The complete listing below should be transcribed precisely.

## Data provided:
--- START ---

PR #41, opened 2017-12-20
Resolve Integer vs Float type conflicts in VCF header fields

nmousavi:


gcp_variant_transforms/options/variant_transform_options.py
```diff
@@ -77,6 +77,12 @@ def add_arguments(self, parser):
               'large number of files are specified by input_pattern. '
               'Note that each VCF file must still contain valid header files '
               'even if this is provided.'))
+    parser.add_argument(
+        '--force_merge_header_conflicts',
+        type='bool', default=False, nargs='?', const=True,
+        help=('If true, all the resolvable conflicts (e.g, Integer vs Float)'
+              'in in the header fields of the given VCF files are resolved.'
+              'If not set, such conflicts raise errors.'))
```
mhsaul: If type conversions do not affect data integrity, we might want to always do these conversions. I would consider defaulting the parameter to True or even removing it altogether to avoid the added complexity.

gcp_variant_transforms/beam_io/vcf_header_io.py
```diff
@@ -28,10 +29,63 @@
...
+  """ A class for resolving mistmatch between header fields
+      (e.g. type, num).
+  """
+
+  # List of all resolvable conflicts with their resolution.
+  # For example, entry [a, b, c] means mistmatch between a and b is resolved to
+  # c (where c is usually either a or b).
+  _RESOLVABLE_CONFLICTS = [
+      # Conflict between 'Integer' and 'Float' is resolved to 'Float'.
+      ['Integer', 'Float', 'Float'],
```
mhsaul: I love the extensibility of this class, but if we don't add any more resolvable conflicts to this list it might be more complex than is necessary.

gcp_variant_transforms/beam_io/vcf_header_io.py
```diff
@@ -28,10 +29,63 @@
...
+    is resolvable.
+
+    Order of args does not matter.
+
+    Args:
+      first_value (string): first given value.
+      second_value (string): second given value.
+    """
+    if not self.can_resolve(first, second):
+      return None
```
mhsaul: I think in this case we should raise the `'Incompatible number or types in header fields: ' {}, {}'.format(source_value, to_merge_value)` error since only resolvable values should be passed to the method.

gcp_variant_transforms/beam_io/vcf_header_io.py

--- END ---

## Answer section:
PR #41, opened 2017-12-20
Resolve Integer vs Float type conflicts in VCF header fields

nmousavi:


gcp_variant_transforms/options/variant_transform_options.py
```diff
@@ -77,6 +77,12 @@ def add_arguments(self, parser):
               'large number of files are specified by input_pattern. '
               'Note that each VCF file must still contain valid header files '
               'even if this is provided.'))
+    parser.add_argument(
+        '--force_merge_header_conflicts',
+        type='bool', default=False, nargs='?', const=True,
+        help=('If true, all the resolvable conflicts (e.g, Integer vs Float)'
+              'in in the header fields of the given VCF files are resolved.'
+              'If not set, such conflicts raise errors.'))
```
mhsaul: If type conversions do not affect data integrity, we might want to always do these conversions. I would consider defaulting the parameter to True or even removing it altogether to avoid the added complexity.

gcp_variant_transforms/beam_io/vcf_header_io.py
```diff
@@ -28,10 +29,63 @@
...
+  """ A class for resolving mistmatch between header fields
+      (e.g. type, num).
+  """
+
+  # List of all resolvable conflicts with their resolution.
+  # For example, entry [a, b, c] means mistmatch between a and b is resolved to
+  # c (where c is usually either a or b).
+  _RESOLVABLE_CONFLICTS = [
+      # Conflict between 'Integer' and 'Float' is resolved to 'Float'.
+      ['Integer', 'Float', 'Float'],
```
mhsaul: I love the extensibility of this class, but if we don't add any more resolvable conflicts to this list it might be more complex than is necessary.

gcp_variant_transforms/beam_io/vcf_header_io.py
```diff
@@ -28,10 +29,63 @@
...
+    is resolvable.
+
+    Order of args does not matter.
+
+    Args:
+      first_value (string): first given value.
+      second_value (string): second given value.
+    """
+    if not self.can_resolve(first, second):
+      return None
```
mhsaul: I think in this case we should raise the `'Incompatible number or types in header fields: ' {}, {}'.format(source_value, to_merge_value)` error since only resolvable values should be passed to the method.

gcp_variant_transforms/beam_io/vcf_header_io.py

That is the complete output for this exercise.